A legal victory over the “right to be forgotten” has important implications for primary online publishers, say lawyers.
Carter-Ruck represented two businessman – convicted of criminal offences many years ago – who argued that their convictions were now legally “spent” and they had been rehabilitated.
The law firm said the claims were “ground-breaking” and “unprecedented”.
On Friday in London, Mr Justice Warby ruled in favour of one of the men, identified only as NT2, who was sentenced to six months’ imprisonment for “conspiracy to carry out surveillance”.
He said that an “appropriate delisting order” would be made in his case, which related to complaints about 11 “source publications”, but ruled out any compensation.
The judge rejected the claim brought by the other man, NT1, who complained about three links returned by Google providing information about his conviction for “conspiracy to account falsely”, for which he received a sentence of four years.
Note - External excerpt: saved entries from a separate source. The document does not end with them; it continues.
PR #214, opened 2020-11-24
fix clippy warnings

robjtede:
\+ make my spelling checker happy


fakeshadow (approved):
Maybe we should bump MSRV already. tokio 0.3 fail to compile on 1.42 and the MSRV is labled as 1.45

robjtede:
I don't want to bump MSRV just yet. I can think of a couple things that will need changes here for actix-web features/fixes.

PR #217, opened 2020-11-30
Add a MapRequest middleware for preprocessing requests

jplatte:
## PR Type

Feature

## PR Checklist

## Overview

This is not much more than a dump of some code we have in our code base, but that would benefit from being included in actix-service. For actix-web users, it allows the equivalent of

```rust
.wrap_fn(|req, srv| async move {
    let req = my_preprocess_fn(req).await?;
    srv.call(req).await
})
```

or

```rust
.wrap_fn(|req, srv| my_preprocess_fn(req).and_then(|req| srv.call(req)))
```

(both don't work because of lifetime issues)

by just writing

```rust
.wrap(MapRequest(my_preprocess_fn))
```

which even if the first two snippets worked, is clearer and shorter, and thus desireable if done a lot.

I could write some docs and tests, but I'm not even 100% certain the implementation is correct (specifically `poll_ready`), and it isn't as efficient as it could be (the `LocalBoxFuture` shouldn't be necessary). Also whether this is the right naming wasn't clear when discussing the feature on Gitter previously.

I'd be really grateful if somebody could pick this up.

CC @robjtede who has been part of one or two discussions around this feature

### DIFF
--- a/actix-service/src/lib.rs
+++ b/actix-service/src/lib.rs
@@ -19,6 +19,7 @@ mod map;
 mod map_config;
 mod map_err;
 mod map_init_err;
+mod map_request;
 mod pipeline;
 mod then;
 mod transform;
@@ -28,6 +29,7 @@ pub use self::apply::{apply_fn, apply_fn_factory};
 pub use self::apply_cfg::{apply_cfg, apply_cfg_factory};
 pub use self::fn_service::{fn_factory, fn_factory_with_config, fn_service};
 pub use self::map_config::{map_config, unit_config};
+pub use self::map_request::{MapRequest, MapRequestMiddleware};
 pub use self::pipeline::{pipeline, pipeline_factory, Pipeline, PipelineFactory};
 pub use self::transform::{apply, Transform};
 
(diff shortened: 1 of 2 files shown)


fakeshadow:
I feel this is a middleware that can live in `actix_web::middlewares`.
The poll_ready is correct. As poll methods are always sync and exclusive.

That said why not just use `warp_fn(my_preprocess_fn)`. MapRequest is not much of a reduce of code from an extra line of `srv.call(req).await`.

jplatte:
> That said why not just use `warp_fn(my_preprocess_fn)`. MapRequest is not much of a reduce of code from an extra line of `srv.call(req).await`.

I think the PR description is pretty clear about that, no? If you mean why not move `srv.call(req).await` into the fn instead of using a closure, that requires quite some digging to figure out the correct signature, since all examples use closures. Even if the right signature was documented, it would still be much more complicated and require more things to be imported.

robjtede:
closing due to inactivity, we'll see about picking this up again if someone asks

Permission to appeal was granted in his case.
Google contested both claims, which were brought under data protection law and misuse of private information.
The men complained of results returned by Google Search that feature links to third-party reports about their convictions.
Their claims, said the judge, were based on the “right to be forgotten” or, “more accurately” the right to have personal information delisted or de-indexed.
The businessmen were not named publicly, he added, “to avoid the claims being self-defeating, or leading to additional publicity for the information in question.”
Carter-Ruck said the judgment had “important implications for primary online publishers”.
It had “wide-ranging and general implications for take-down requests and subsequent action in relation to inaccurate personal data and references to spent convictions on the internet”.
The judge said that the delisting claims were not an abuse of process as Google alleged.
In NT2’s case, the “crime and punishment information” had become “out of date, irrelevant and of no sufficient legitimate interest to users of Google Search to justify its continued availability”.
NT2 had acknowledged his guilt and expressed genuine remorse. There was no evidence of any risk of repetition.
Rejecting NT1’s claim, the judge said the crime and punishment information “retains sufficient relevance today”.
NT1, he added, “has not accepted his guilt, has misled the public and this court, and shows no remorse over any of these matters.
“He remains in business, and the information serves the purpose of minimising the risk that he will continue to mislead, as he has in the past.”